Stored items:
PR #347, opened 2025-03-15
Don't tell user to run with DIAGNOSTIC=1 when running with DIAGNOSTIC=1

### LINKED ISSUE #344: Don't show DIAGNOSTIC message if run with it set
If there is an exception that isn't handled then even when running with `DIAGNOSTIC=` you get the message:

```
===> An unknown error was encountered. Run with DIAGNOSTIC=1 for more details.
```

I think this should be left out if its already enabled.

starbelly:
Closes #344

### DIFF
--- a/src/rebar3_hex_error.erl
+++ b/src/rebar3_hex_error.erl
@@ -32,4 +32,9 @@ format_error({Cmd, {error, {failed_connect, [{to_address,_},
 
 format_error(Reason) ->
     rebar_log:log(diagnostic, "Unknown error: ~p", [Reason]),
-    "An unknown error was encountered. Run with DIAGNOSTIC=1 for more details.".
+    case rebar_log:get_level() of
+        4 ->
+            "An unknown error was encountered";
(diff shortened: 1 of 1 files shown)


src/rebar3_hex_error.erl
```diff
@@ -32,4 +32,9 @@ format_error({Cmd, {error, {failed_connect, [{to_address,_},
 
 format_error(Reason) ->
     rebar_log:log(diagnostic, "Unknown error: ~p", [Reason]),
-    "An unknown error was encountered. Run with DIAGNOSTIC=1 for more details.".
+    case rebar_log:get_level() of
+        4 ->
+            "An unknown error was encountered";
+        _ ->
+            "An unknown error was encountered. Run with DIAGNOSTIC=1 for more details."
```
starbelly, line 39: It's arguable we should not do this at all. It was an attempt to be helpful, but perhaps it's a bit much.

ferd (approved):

---

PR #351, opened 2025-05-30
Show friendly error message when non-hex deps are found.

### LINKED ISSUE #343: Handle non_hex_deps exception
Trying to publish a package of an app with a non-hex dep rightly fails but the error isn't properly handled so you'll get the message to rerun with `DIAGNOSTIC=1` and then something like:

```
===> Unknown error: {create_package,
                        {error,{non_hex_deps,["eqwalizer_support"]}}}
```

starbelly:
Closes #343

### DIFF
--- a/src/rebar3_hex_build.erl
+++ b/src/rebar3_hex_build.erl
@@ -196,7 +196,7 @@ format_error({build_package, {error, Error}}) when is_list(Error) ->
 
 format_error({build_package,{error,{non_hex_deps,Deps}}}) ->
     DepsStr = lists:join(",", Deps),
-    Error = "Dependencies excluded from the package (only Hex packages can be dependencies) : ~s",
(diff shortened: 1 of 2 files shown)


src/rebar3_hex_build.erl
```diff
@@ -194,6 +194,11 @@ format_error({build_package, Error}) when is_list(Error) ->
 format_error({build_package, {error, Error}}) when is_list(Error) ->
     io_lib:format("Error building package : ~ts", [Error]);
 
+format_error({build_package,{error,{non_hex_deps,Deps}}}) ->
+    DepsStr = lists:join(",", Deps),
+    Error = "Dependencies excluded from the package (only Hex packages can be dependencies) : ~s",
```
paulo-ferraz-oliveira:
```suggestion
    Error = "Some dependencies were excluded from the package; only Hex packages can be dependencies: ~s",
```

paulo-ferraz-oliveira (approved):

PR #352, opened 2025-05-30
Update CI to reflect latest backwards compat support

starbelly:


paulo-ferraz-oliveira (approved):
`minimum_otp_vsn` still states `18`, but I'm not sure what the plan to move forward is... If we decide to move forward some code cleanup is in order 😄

### What is expected
The answer consists of the lines above that include the word "details", each copied exactly.

### Solution below
===> An unknown error was encountered. Run with DIAGNOSTIC=1 for more details.
-    "An unknown error was encountered. Run with DIAGNOSTIC=1 for more details.".
-    "An unknown error was encountered. Run with DIAGNOSTIC=1 for more details.".
+            "An unknown error was encountered. Run with DIAGNOSTIC=1 for more details."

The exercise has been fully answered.